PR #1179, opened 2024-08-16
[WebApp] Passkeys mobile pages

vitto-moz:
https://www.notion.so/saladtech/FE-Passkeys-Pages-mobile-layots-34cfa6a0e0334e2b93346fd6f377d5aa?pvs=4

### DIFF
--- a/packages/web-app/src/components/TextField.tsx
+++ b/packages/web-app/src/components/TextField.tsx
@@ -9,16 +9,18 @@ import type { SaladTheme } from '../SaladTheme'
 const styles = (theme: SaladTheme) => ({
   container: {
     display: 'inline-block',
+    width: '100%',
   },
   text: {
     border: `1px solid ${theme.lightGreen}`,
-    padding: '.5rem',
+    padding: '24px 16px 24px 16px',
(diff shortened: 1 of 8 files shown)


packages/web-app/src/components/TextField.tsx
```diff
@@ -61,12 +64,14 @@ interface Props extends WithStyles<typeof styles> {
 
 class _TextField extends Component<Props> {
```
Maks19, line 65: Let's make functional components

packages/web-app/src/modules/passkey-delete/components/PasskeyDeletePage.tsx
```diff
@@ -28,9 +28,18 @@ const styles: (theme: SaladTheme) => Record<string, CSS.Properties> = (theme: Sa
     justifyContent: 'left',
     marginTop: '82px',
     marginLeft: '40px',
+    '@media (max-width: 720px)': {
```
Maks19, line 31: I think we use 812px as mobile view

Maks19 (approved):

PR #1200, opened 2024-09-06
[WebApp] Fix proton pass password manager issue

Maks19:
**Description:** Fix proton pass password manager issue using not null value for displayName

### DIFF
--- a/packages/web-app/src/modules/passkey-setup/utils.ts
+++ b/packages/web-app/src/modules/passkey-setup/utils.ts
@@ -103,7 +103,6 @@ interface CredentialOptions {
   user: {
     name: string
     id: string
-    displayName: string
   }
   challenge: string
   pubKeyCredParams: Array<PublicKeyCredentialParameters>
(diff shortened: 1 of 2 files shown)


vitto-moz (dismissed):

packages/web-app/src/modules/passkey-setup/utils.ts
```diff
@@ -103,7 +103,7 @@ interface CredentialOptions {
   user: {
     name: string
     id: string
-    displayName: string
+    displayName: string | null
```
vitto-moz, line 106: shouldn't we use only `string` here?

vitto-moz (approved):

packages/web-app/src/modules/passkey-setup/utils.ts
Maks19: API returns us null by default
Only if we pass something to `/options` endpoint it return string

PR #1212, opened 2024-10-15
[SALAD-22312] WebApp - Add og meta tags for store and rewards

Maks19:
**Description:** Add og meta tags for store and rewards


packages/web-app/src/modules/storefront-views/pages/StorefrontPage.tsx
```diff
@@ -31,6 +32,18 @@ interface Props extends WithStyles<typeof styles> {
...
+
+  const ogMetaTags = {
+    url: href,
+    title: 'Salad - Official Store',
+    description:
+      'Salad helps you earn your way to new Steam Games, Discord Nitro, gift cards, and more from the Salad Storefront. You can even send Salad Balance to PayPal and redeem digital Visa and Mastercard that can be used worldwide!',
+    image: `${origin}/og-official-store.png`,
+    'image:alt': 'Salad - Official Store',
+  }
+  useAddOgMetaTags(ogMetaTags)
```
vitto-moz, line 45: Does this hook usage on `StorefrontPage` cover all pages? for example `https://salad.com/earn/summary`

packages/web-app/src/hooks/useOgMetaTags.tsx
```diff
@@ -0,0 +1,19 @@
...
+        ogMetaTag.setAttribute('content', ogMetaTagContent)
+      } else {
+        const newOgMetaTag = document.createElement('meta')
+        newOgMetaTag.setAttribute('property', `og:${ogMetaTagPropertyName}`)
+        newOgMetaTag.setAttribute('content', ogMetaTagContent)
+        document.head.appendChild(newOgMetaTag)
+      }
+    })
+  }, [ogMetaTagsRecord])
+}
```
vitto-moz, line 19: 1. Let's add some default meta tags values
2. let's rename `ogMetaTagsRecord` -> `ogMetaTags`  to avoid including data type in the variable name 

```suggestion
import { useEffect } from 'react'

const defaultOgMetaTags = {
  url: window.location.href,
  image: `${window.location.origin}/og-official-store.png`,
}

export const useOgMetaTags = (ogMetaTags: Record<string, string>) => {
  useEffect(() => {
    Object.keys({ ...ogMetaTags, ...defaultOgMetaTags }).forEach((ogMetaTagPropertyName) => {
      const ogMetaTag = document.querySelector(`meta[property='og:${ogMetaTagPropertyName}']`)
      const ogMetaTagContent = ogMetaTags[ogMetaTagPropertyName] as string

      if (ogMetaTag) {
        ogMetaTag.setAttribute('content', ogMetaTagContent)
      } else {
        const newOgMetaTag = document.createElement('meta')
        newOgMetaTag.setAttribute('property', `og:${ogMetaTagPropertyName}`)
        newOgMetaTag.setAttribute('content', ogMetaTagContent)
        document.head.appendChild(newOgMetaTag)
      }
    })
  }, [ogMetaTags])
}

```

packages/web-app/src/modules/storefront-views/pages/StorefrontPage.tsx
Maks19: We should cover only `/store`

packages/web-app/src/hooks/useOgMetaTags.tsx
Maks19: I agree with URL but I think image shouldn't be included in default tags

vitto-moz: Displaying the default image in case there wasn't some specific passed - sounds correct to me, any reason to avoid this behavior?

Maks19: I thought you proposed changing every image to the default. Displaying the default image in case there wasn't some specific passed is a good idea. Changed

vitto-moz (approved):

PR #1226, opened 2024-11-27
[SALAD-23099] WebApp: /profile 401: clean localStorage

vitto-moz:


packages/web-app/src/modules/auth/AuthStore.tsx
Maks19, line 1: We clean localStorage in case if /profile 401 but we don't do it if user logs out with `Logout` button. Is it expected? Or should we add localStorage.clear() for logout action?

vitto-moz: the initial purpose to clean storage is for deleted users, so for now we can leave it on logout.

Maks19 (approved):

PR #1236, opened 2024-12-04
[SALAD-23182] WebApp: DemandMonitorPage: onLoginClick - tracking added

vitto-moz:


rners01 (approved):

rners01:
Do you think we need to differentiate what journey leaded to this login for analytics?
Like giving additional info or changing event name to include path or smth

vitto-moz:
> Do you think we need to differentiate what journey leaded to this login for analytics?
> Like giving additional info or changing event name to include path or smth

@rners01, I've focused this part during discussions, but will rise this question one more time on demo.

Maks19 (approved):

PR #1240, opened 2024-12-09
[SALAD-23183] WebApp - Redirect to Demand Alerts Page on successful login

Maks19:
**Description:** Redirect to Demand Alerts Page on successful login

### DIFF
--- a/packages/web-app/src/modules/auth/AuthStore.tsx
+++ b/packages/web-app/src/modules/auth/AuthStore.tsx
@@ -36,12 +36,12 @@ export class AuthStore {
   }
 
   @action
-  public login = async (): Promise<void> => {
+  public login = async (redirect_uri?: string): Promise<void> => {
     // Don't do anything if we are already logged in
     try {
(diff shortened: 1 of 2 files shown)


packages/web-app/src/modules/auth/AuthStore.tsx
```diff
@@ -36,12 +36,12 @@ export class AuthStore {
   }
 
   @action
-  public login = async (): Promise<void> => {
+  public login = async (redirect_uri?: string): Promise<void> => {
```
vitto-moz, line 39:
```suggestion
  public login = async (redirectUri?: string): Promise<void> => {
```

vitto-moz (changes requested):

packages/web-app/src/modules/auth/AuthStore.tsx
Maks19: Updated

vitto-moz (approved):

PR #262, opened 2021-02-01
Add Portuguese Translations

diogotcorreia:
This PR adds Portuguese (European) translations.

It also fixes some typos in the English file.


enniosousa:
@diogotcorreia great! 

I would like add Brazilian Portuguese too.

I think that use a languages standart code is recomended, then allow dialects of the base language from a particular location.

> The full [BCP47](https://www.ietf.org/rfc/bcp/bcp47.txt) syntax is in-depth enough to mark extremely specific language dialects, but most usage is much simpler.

------------------------------------------------

## What is being asked
Your task is to retype all the records above with nothing left out.

## Solution for this problem
PR #1179, opened 2024-08-16
[WebApp] Passkeys mobile pages

vitto-moz:
https://www.notion.so/saladtech/FE-Passkeys-Pages-mobile-layots-34cfa6a0e0334e2b93346fd6f377d5aa?pvs=4

### DIFF
--- a/packages/web-app/src/components/TextField.tsx
+++ b/packages/web-app/src/components/TextField.tsx
@@ -9,16 +9,18 @@ import type { SaladTheme } from '../SaladTheme'
 const styles = (theme: SaladTheme) => ({
   container: {
     display: 'inline-block',
+    width: '100%',
   },
   text: {
     border: `1px solid ${theme.lightGreen}`,
-    padding: '.5rem',
+    padding: '24px 16px 24px 16px',
(diff shortened: 1 of 8 files shown)


packages/web-app/src/components/TextField.tsx
```diff
@@ -61,12 +64,14 @@ interface Props extends WithStyles<typeof styles> {
 
 class _TextField extends Component<Props> {
```
Maks19, line 65: Let's make functional components

packages/web-app/src/modules/passkey-delete/components/PasskeyDeletePage.tsx
```diff
@@ -28,9 +28,18 @@ const styles: (theme: SaladTheme) => Record<string, CSS.Properties> = (theme: Sa
     justifyContent: 'left',
     marginTop: '82px',
     marginLeft: '40px',
+    '@media (max-width: 720px)': {
```
Maks19, line 31: I think we use 812px as mobile view

Maks19 (approved):

PR #1200, opened 2024-09-06
[WebApp] Fix proton pass password manager issue

Maks19:
**Description:** Fix proton pass password manager issue using not null value for displayName

### DIFF
--- a/packages/web-app/src/modules/passkey-setup/utils.ts
+++ b/packages/web-app/src/modules/passkey-setup/utils.ts
@@ -103,7 +103,6 @@ interface CredentialOptions {
   user: {
     name: string
     id: string
-    displayName: string
   }
   challenge: string
   pubKeyCredParams: Array<PublicKeyCredentialParameters>
(diff shortened: 1 of 2 files shown)


vitto-moz (dismissed):

packages/web-app/src/modules/passkey-setup/utils.ts
```diff
@@ -103,7 +103,7 @@ interface CredentialOptions {
   user: {
     name: string
     id: string
-    displayName: string
+    displayName: string | null
```
vitto-moz, line 106: shouldn't we use only `string` here?

vitto-moz (approved):

packages/web-app/src/modules/passkey-setup/utils.ts
Maks19: API returns us null by default
Only if we pass something to `/options` endpoint it return string

PR #1212, opened 2024-10-15
[SALAD-22312] WebApp - Add og meta tags for store and rewards

Maks19:
**Description:** Add og meta tags for store and rewards


packages/web-app/src/modules/storefront-views/pages/StorefrontPage.tsx
```diff
@@ -31,6 +32,18 @@ interface Props extends WithStyles<typeof styles> {
...
+
+  const ogMetaTags = {
+    url: href,
+    title: 'Salad - Official Store',
+    description:
+      'Salad helps you earn your way to new Steam Games, Discord Nitro, gift cards, and more from the Salad Storefront. You can even send Salad Balance to PayPal and redeem digital Visa and Mastercard that can be used worldwide!',
+    image: `${origin}/og-official-store.png`,
+    'image:alt': 'Salad - Official Store',
+  }
+  useAddOgMetaTags(ogMetaTags)
```
vitto-moz, line 45: Does this hook usage on `StorefrontPage` cover all pages? for example `https://salad.com/earn/summary`

packages/web-app/src/hooks/useOgMetaTags.tsx
```diff
@@ -0,0 +1,19 @@
...
+        ogMetaTag.setAttribute('content', ogMetaTagContent)
+      } else {
+        const newOgMetaTag = document.createElement('meta')
+        newOgMetaTag.setAttribute('property', `og:${ogMetaTagPropertyName}`)
+        newOgMetaTag.setAttribute('content', ogMetaTagContent)
+        document.head.appendChild(newOgMetaTag)
+      }
+    })
+  }, [ogMetaTagsRecord])
+}
```
vitto-moz, line 19: 1. Let's add some default meta tags values
2. let's rename `ogMetaTagsRecord` -> `ogMetaTags`  to avoid including data type in the variable name 

```suggestion
import { useEffect } from 'react'

const defaultOgMetaTags = {
  url: window.location.href,
  image: `${window.location.origin}/og-official-store.png`,
}

export const useOgMetaTags = (ogMetaTags: Record<string, string>) => {
  useEffect(() => {
    Object.keys({ ...ogMetaTags, ...defaultOgMetaTags }).forEach((ogMetaTagPropertyName) => {
      const ogMetaTag = document.querySelector(`meta[property='og:${ogMetaTagPropertyName}']`)
      const ogMetaTagContent = ogMetaTags[ogMetaTagPropertyName] as string

      if (ogMetaTag) {
        ogMetaTag.setAttribute('content', ogMetaTagContent)
      } else {
        const newOgMetaTag = document.createElement('meta')
        newOgMetaTag.setAttribute('property', `og:${ogMetaTagPropertyName}`)
        newOgMetaTag.setAttribute('content', ogMetaTagContent)
        document.head.appendChild(newOgMetaTag)
      }
    })
  }, [ogMetaTags])
}

```

packages/web-app/src/modules/storefront-views/pages/StorefrontPage.tsx
Maks19: We should cover only `/store`

packages/web-app/src/hooks/useOgMetaTags.tsx
Maks19: I agree with URL but I think image shouldn't be included in default tags

vitto-moz: Displaying the default image in case there wasn't some specific passed - sounds correct to me, any reason to avoid this behavior?

Maks19: I thought you proposed changing every image to the default. Displaying the default image in case there wasn't some specific passed is a good idea. Changed

vitto-moz (approved):

PR #1226, opened 2024-11-27
[SALAD-23099] WebApp: /profile 401: clean localStorage

vitto-moz:


packages/web-app/src/modules/auth/AuthStore.tsx
Maks19, line 1: We clean localStorage in case if /profile 401 but we don't do it if user logs out with `Logout` button. Is it expected? Or should we add localStorage.clear() for logout action?

vitto-moz: the initial purpose to clean storage is for deleted users, so for now we can leave it on logout.

Maks19 (approved):

PR #1236, opened 2024-12-04
[SALAD-23182] WebApp: DemandMonitorPage: onLoginClick - tracking added

vitto-moz:


rners01 (approved):

rners01:
Do you think we need to differentiate what journey leaded to this login for analytics?
Like giving additional info or changing event name to include path or smth

vitto-moz:
> Do you think we need to differentiate what journey leaded to this login for analytics?
> Like giving additional info or changing event name to include path or smth

@rners01, I've focused this part during discussions, but will rise this question one more time on demo.

Maks19 (approved):

PR #1240, opened 2024-12-09
[SALAD-23183] WebApp - Redirect to Demand Alerts Page on successful login

Maks19:
**Description:** Redirect to Demand Alerts Page on successful login

### DIFF
--- a/packages/web-app/src/modules/auth/AuthStore.tsx
+++ b/packages/web-app/src/modules/auth/AuthStore.tsx
@@ -36,12 +36,12 @@ export class AuthStore {
   }
 
   @action
-  public login = async (): Promise<void> => {
+  public login = async (redirect_uri?: string): Promise<void> => {
     // Don't do anything if we are already logged in
     try {
(diff shortened: 1 of 2 files shown)


packages/web-app/src/modules/auth/AuthStore.tsx
```diff
@@ -36,12 +36,12 @@ export class AuthStore {
   }
 
   @action
-  public login = async (): Promise<void> => {
+  public login = async (redirect_uri?: string): Promise<void> => {
```
vitto-moz, line 39:
```suggestion
  public login = async (redirectUri?: string): Promise<void> => {
```

vitto-moz (changes requested):

packages/web-app/src/modules/auth/AuthStore.tsx
Maks19: Updated

vitto-moz (approved):

PR #262, opened 2021-02-01
Add Portuguese Translations

diogotcorreia:
This PR adds Portuguese (European) translations.

It also fixes some typos in the English file.


enniosousa:
@diogotcorreia great! 

I would like add Brazilian Portuguese too.

I think that use a languages standart code is recomended, then allow dialects of the base language from a particular location.

> The full [BCP47](https://www.ietf.org/rfc/bcp/bcp47.txt) syntax is in-depth enough to mark extremely specific language dialects, but most usage is much simpler.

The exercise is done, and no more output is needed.